The answer must consist of every line in the records below that contains the string "CollectionUtils".

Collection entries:
━━━━

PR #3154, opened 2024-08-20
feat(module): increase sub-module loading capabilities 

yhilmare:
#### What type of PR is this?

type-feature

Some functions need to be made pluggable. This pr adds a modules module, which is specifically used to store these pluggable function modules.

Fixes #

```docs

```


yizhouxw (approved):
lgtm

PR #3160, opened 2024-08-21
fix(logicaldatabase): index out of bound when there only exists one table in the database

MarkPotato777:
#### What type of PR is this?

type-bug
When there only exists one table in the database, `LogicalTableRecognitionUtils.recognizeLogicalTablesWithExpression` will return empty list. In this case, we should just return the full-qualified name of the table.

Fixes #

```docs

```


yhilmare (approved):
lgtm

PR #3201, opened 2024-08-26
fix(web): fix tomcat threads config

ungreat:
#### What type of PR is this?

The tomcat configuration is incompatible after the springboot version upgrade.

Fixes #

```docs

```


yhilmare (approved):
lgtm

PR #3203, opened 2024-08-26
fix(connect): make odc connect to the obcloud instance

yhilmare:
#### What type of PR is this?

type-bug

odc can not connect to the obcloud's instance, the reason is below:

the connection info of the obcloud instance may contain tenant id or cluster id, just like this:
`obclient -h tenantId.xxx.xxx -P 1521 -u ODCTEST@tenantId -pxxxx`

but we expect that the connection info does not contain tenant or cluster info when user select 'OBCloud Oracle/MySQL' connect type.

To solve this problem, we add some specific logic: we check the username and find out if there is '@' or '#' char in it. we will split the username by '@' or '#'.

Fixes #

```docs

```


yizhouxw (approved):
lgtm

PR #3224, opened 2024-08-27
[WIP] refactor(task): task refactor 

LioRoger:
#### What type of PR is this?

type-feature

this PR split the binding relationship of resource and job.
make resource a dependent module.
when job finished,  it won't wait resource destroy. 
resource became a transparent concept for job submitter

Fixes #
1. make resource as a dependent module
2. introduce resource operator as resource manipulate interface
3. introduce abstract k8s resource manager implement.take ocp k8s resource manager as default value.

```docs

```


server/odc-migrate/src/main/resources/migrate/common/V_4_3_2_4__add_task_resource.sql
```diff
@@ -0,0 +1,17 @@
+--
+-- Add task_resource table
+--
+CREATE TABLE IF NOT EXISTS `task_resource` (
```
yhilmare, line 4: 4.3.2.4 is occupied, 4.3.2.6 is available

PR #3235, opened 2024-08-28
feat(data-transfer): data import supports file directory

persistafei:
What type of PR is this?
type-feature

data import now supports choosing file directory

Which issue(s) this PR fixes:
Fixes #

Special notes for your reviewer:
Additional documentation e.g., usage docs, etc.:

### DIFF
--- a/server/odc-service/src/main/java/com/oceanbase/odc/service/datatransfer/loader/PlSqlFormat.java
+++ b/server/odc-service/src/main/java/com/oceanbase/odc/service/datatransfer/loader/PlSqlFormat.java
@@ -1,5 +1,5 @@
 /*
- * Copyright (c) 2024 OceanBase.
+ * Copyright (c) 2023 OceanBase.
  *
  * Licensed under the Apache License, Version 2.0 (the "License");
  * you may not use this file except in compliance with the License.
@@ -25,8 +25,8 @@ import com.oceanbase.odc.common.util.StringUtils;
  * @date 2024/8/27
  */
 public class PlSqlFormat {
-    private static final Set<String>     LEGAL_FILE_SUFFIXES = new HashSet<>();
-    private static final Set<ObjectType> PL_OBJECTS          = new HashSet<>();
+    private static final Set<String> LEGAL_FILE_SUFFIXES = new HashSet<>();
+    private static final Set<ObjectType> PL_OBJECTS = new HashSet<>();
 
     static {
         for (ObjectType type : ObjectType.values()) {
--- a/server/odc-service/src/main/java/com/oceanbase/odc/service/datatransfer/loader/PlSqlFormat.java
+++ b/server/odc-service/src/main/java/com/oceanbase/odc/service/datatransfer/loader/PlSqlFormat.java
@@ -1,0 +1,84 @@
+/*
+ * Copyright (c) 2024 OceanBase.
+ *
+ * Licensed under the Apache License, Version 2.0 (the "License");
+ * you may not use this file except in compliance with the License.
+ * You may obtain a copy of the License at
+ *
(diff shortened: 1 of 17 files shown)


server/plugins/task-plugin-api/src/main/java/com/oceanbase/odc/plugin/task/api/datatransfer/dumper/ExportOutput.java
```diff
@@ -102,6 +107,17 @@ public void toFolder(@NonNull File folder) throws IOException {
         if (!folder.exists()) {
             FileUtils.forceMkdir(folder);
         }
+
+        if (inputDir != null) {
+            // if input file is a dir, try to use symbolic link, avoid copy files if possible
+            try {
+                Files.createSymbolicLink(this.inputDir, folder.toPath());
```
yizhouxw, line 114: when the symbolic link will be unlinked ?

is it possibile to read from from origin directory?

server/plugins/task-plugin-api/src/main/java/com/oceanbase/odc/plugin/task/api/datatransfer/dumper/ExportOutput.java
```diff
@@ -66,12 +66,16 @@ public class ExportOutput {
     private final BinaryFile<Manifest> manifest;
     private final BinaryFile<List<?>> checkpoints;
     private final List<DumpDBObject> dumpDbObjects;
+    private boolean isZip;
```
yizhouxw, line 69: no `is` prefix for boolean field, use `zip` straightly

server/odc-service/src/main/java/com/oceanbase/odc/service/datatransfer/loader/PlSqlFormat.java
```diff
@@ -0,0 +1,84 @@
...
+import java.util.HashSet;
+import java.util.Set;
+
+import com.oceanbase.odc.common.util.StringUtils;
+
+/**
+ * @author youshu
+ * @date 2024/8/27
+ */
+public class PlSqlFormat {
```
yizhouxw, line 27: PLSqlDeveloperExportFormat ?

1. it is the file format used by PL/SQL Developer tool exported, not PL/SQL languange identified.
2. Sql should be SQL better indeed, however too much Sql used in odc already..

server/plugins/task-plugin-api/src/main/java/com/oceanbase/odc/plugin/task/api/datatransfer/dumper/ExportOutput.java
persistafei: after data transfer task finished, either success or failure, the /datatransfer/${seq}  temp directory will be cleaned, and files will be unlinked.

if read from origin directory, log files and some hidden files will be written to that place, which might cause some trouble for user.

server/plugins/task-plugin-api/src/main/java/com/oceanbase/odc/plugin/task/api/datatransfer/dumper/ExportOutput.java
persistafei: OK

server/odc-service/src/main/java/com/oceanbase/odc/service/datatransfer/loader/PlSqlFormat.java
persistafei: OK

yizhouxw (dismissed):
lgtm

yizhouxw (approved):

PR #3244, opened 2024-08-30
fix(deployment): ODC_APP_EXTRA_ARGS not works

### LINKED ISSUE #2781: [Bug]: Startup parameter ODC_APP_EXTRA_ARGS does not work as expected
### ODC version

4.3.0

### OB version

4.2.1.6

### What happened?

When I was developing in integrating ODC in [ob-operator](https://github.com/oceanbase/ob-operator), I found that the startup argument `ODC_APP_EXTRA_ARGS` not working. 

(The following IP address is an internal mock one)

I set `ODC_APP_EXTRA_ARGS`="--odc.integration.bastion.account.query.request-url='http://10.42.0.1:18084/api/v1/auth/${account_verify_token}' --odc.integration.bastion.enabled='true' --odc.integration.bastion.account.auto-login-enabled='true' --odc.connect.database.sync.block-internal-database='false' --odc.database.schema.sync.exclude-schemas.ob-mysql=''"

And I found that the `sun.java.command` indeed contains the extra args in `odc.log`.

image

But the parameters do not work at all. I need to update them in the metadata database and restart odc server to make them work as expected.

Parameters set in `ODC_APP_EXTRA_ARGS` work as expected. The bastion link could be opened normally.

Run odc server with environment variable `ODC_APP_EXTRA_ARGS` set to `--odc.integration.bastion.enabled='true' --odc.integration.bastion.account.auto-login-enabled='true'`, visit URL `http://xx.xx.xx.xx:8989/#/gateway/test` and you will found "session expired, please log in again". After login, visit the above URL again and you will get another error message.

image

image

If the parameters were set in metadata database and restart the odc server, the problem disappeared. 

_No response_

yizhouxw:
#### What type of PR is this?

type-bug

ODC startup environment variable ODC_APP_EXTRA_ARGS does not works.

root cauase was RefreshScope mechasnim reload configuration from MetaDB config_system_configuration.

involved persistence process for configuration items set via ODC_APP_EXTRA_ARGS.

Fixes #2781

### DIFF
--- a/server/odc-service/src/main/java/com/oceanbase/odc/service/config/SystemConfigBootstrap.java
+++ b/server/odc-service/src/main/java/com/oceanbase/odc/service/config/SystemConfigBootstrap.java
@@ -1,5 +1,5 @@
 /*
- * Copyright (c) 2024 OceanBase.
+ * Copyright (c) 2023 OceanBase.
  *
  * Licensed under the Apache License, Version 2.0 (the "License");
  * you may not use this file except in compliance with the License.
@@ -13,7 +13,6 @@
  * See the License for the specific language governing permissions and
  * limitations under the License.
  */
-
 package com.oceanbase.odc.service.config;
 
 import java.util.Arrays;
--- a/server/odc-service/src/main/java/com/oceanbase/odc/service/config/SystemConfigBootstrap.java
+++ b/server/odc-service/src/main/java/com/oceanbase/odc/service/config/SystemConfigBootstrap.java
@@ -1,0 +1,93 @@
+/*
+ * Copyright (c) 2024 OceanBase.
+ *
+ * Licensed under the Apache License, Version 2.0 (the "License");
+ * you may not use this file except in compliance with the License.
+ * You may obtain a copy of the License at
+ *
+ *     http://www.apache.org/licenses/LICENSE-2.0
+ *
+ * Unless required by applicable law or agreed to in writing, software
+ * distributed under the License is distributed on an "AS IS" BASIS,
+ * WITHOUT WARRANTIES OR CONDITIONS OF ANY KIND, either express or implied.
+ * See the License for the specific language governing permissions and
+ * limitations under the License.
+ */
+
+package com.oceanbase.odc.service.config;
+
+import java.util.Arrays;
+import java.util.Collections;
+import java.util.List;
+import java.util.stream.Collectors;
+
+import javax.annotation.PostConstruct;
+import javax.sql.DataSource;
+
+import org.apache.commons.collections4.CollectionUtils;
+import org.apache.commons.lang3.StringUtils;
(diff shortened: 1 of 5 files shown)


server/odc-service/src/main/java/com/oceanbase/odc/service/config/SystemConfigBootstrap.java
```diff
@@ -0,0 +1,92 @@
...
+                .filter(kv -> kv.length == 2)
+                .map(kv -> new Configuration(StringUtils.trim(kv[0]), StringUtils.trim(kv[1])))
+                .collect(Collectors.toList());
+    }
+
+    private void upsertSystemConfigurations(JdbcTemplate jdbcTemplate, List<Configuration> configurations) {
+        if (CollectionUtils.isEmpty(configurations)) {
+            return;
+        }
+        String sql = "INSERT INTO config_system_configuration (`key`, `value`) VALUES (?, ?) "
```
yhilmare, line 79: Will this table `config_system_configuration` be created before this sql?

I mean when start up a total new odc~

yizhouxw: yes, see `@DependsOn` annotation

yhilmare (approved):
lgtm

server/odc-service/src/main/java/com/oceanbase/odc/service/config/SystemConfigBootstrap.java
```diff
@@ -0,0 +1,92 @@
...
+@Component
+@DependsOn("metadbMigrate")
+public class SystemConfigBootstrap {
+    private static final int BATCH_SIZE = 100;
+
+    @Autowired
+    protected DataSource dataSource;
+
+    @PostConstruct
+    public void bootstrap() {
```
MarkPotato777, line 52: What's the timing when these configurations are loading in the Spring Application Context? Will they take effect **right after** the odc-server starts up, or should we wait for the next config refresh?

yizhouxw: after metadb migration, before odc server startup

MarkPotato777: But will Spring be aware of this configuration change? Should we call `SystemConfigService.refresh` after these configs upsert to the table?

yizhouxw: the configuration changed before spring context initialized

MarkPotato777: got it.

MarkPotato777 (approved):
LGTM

━━━━

EXERCISE ANSWER:
+import org.apache.commons.collections4.CollectionUtils;
+        if (CollectionUtils.isEmpty(configurations)) {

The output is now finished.